Comparative results against ORB-SLAM, VINS-Mono, R3LIVE, DSO, and SVO show that IIVL-LM achieves superior accuracy under low-light conditions. For example, in periods with average illuminance below 8,000 lux, the RMSE ATE values for IIVL-LM were as low as 0.018 to 0.020, outperforming other methods by 0.001 to 0.016. In contrast, methods relying solely on LiDAR and IMU exhibited higher errors, up to 0.044 in short distances, due to drift and cumulative errors. Under stable, well-lit conditions, all methods performed similarly, highlighting the robustness of our approach in challenging lighting scenarios. The table below summarizes the RMSE ATE results across different illuminance ranges:
| Time Period | Average Illuminance (lux) | Distance (m) | ORB-SLAM | VINS-Mono | R3LIVE | DSO | SVO | IIVL-LM |
|---|---|---|---|---|---|---|---|---|
| 0–4 am | 20 | 910 | 0.044 | 0.042 | 0.037 | 0.028 | 0.033 | 0.018 |
| 4–8 am | 1,200 | 800 | 0.036 | 0.040 | 0.016 | 0.021 | 0.018 | 0.016 |
| 8–12 am | 17,000 | 657 | 0.019 | 0.015 | 0.011 | 0.020 | 0.018 | 0.012 |
| 12–16 pm | 30,000 | 745 | 0.026 | 0.021 | 0.023 | 0.026 | 0.032 | 0.021 |
| 16–20 pm | 20,000 | 800 | 0.031 | 0.027 | 0.030 | 0.041 | 0.039 | 0.032 |
| 20–24 pm | 8,000 | 880 | 0.042 | 0.044 | 0.038 | 0.036 | 0.037 | 0.020 |
| Average RMSE ATE | – | – | 0.033 | 0.032 | 0.026 | 0.029 | 0.030 | 0.020 |
| Comparison to Overall Average (0.028) | – | – | -18% | -14% | +7% | -4% | -7% | +40% |
Analysis of the results indicates that IIVL-LM’s illuminance-aware fusion effectively mitigates the impact of lighting variations, a common challenge in robot technology. The dynamic weighting and nonlinear interpolation ensure that features from infrared and RGB cameras are optimally combined, reducing errors in low-light conditions where other methods fail. Additionally, the tight coupling of LiDAR, IMU, and visual data minimizes cumulative drift, as evidenced by the lower ATE values. This is particularly valuable for applications like indoor rescue, where robots must operate in dark or smoke-filled environments. However, the system’s computational demand due to high-resolution data fusion poses a challenge for real-time performance, an area for future optimization.

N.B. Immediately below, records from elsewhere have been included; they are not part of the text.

PR #285, opened 2026-05-15
feat: complete phase X guardrails and closeout

randlee:
## Summary
- add Phase X closeout guardrail scripts and wire them into local lint/CI entrypoints
- move retained-runtime bootstrap ownership out of the CLI production dependency line and into bootstrap/test-support helpers
- finalize X.5 sprint/project-plan documentation and stabilize retained-runtime tests for spawned-thread and multi-fixture coverage

## Validation
- cargo fmt --all --check
- python3 .just/run_lint.py all
- cargo build --workspace
- cargo test --workspace
- git diff --check


randlee:
## QA-1 Verdict — FAIL 1B+8I+8m

**Branch**: feature/pX-s5-guardrails-and-closeout @ 78d1e2c
**Sprint**: X.5 — Guardrails, Dependency Ownership, And Closeout Verification
**Round**: QA-1

---

### Sprint Gate ✅

- `docs/phase-X/sprint-X5.md` exists, `status: complete`, `branch:` set, `worktree:` set
- `docs/project-plan.md` includes X.5 sprint entry
- `scripts/check-legacy-mailbox-paths.py` and `scripts/check-capability-degradation.py` present, runnable, wired into Justfile and `.just/run_lint.py` ✅
- cargo-shear wired via `lint_cargo_shear.py` in `CARGO_LINT_ORDER` ✅
- TASK-1515 baseline: all 4 artifacts confirmed present and consistent ✅
- `atm/Cargo.toml` no `atm-rusqlite` in `[dependencies]` ✅
- `atm-daemon-bootstrap` installs production factory correctly ✅
- Boundary files updated (`atm-protocol.toml`, `sqlite-boundary-assembly.toml`) ✅
- `check-function-length.py` trait-method exclusion fix confirmed working ✅
- `cargo fmt` PASS, `cargo clippy` PASS, 578+ tests PASS ✅

---

### BLOCKING (1)

**ARCH-001** — Module-level `#[cfg(all(test, unix))]` gate (Phase S boundary policy violation)
`crates/atm-daemon/src/composition.rs:763`
The entire test module is gated with `#[cfg(all(test, unix))]`. The Phase S boundary policy in `docs/atm-daemon/boundaries.md` explicitly states: module-level platform test gates are not allowed in daemon-owned test modules; use `#[cfg(unix)]` on individual test functions that require Unix semantics. Platform-neutral lifecycle and shutdown tests are silently excluded on Windows.
Fix: replace `#[cfg(all(test, unix))]` on the mod declaration with `#[cfg(test)]`. Add `#[cfg(unix)]` on individual test functions that actually require Unix semantics.

---

### IMPORTANT (8)

**RBP-F001 / RSH-X5-001** — `install_default_runtime_factory` silently discards duplicate install (carry-forward from X.1 QA-2, unfixed)
`crates/atm-core/src/service_runtime_store.rs:14`
`let _ = DEFAULT_RUNTIME_FACTORY.set(factory)` discards the `OnceLock::set` `Err` with no log entry or error propagation. Second caller gets no signal that their factory was dropped.
Fix: emit `tracing::warn!` when `set` returns `Err`, or return `Result` so callers can detect the conflict.

**RBP-F002** — `AckRequest::reply_body: String` raw/unvalidated on public struct
`crates/atm-core/src/ack/mod.rs:28`
Validation via `input::validate_message_text` is deferred deep into `ack_mail_with_runtime_sqlite`. Both public entry points (`ack_mail`, `ack_mail_with_runtime`) accept unvalidated body. Contrast with `ReadQuery::new` and `SendRequest::new` which validate at construction time.
Fix: introduce `AckRequest::new` that validates `reply_body` at construction, or move the validation into a validated newtype.

**RSH-X5-002** — `thread::sleep` in `wait_for_eligible_message` blocks IPC handler thread (carry-forward from X.1 QA-2, unfixed)
`crates/atm-core/src/read/wait.rs:30`
100ms `thread::sleep` runs inline on the path reachable from the daemon's IPC handler. A read-with-timeout pins the handler OS thread for the full poll interval per iteration.
Fix: add doc comment confirming whether this is safe from IPC context; wrap in dedicated thread or file-watch notification if reached from daemon handler.

**FTQ-001** — `SqliteRuntimeGuard::install` mutates env var without `env_lock()` — racy under parallel tests
`crates/atm-runtime-test-support/src/lib.rs:31`
`set_env_var` is called without acquiring the shared `env_lock()` Mutex. Two concurrent `Fixture::new()` calls in parallel test threads can race on `ATM_TEST_SQLITE_RUNTIME_PATH` read-modify-write, causing wrong-path restoration on drop.
Fix: acquire `env_lock()` before reading previous value and writing new value in `install`, and hold it through `Drop`.

**FTQ-002** — `SQLITE_RUNTIME_CACHE` path collision risk under FTQ-001 race
`crates/atm-runtime-test-support/src/lib.rs:63`
Cache keyed by `PathBuf` read from env var. If FTQ-001 allows one test to see another test's path, it may receive a cached runtime built for a different SQLite database, silently corrupting assertions.
Fix: address FTQ-001 first; additionally consider per-test fresh assembly rather than path-keyed caching.

**FTQ-003** — Spin-without-sleep in `wait_for_missing_config_notice` / `wait_for_workflow_state_for_message`
`crates/atm-core/tests/mailbox_locking.rs:977`
`thread::yield_now()` loop makes N filesystem reads per second competing with writer threads. Under CI load this starves writers and exhausts the 30s deadline, producing misleading "not observed before timeout" panic.
Fix: replace `yield_now()` with a bounded sleep (1-5ms) or channel-based completion signal.

**FTQ-004** — Dual `Once`/factory pairs race for the same global singleton
`crates/atm-daemon/src/tests.rs:41` and `crates/atm-runtime-test-support/src/lib.rs:12`
Both call `atm_core::install_default_runtime_factory`. If both are linked in the same test binary, whichever `Once` fires first wins; the other is silently dropped. Tests depending on the losing factory get daemon-unavailable errors.
Fix: consolidate to one factory per binary — have `atm-daemon` use `atm-runtime-test-support` instead of re-implementing its own `Once`/factory pair.

**FTQ-005** — Non-`#[serial]` tests call `install_retained_runtime_factory()` in `atm-daemon/tests.rs`
`crates/atm-daemon/src/tests.rs:358`
`heartbeat_updates_status_cache_and_doctor_projection` and several other tests call `install_retained_runtime_factory()` and set `ATM_TEST_SQLITE_DB_PATH` via `EnvGuard` without `#[serial]`. They can race with `#[serial]` tests that mutate the same env var.
Fix: mark all tests calling `install_retained_runtime_factory()` with `#[serial]`, or migrate to `SqliteRuntimeGuard` after fixing FTQ-001.

---

### MINOR (8)

**RBP-F003** — `SQLITE_RUNTIME_CACHE` OnceLock<Mutex<...>> lacks rationale comment
`crates/atm-runtime-test-support/src/lib.rs:13`
Interior mutability pattern requires inline rationale per RBP-006. Add 2-3 line comment explaining why shared mutation across test threads is needed.

**RSH-X5-003** — `resolve_daemon_bin` reads `ATM_DAEMON_BIN` lazily at call time
`crates/atm-daemon-bootstrap/src/lib.rs:31`
No startup-time validation that the path exists/is executable. Misconfigured path fails at first use, not at startup.

**RSH-X5-004** — `WORKFLOW_LOCK_TIMEOUT` not operator-configurable
`crates/atm-core/src/service_runtime.rs:13`
Fixed 5s constant with no config knob; add a comment documenting the rationale and target deployment environment.

**FTQ-006** — Fixed 1ms sleep in `connect_daemon_local_ipc_until_ready` retry loop
`crates/atm-daemon/src/test_support.rs:112`
Flat backoff spins up to 10,000 times over 10s; use exponential backoff capped at ~50ms.

**FTQ-007** — 10s wall-clock deadline for `wait_for_message_contains` observability assert
`crates/atm-daemon/src/tests.rs:248`
Hard wall-clock deadline can flake under CI parallelism; increase or switch to condvar-based wait.

**FTQ-008** — Socket path read from `HOME` env var outside serialized section
`crates/atm-daemon/src/tests.rs:203`
`daemon_socket_path()` resolved from `HOME` before the critical section; non-serialized tests may mutate `HOME` concurrently. Use a `TempDir`-scoped socket path.

**ATM-QA-X5-001** — `ALLOWED_TEST_MATCHES` variable name misleading in `check-capability-degradation.py`
`scripts/check-capability-degradation.py:23-28`
Variable name implies test-only carve-outs but contains a production file (`peer_transport.rs`). Rename to `KNOWN_SAFE_CARVEOUTS` and add inline comment explaining why the production occurrence is safe.

**ATM-QA-X5-002** — Overly broad `legacy:01` regex fragment in `check-legacy-mailbox-paths.py`
`scripts/check-legacy-mailbox-paths.py:46-50`
Short literal `legacy:01` in `ALLOWED_LEGACY_LITERALS` alternation can silently suppress future regressions. Replace with a more precise pattern or add a doc comment for each alternation branch.

---

### Fix Priority

1. ARCH-001 — remove module-level `#[cfg(all(test, unix))]` from `composition.rs:763`
2. FTQ-001 + FTQ-004 — env locking in `SqliteRuntimeGuard` + consolidate to one factory per binary
3. FTQ-002 — address path collision after FTQ-001
4. FTQ-003 + FTQ-005 — yield_now() spin + missing `#[serial]`
5. RBP-F001 / RSH-X5-001 — silent factory discard (carry-forward — needs final resolution)
6. RSH-X5-002 — thread::sleep IPC handler path (carry-forward)
7. RBP-F002 — `AckRequest::reply_body` validation at construction
8. Minors as available

randlee:
Superseded by Phase Xb restart. Salvage cherry-picks applied to integrate/phase-Xb. Closing per team-lead authorization.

In conclusion, the IIVL-LM system represents a significant advancement in robot technology by enabling robust navigation and localization under varying illumination through tightly coupled multi-sensor fusion. Our contributions include an illuminance conversion model, dynamic feature weighting, and an optimized VIO module, all validated in simulated rescue scenarios. Future work will focus on enhancing real-time processing efficiency, extending the system to 3D environments with aerial robots, and incorporating advanced machine learning techniques for adaptive behavior control. By improving environmental understanding and autonomy, this approach paves the way for more reliable robot technology in complex, unknown settings.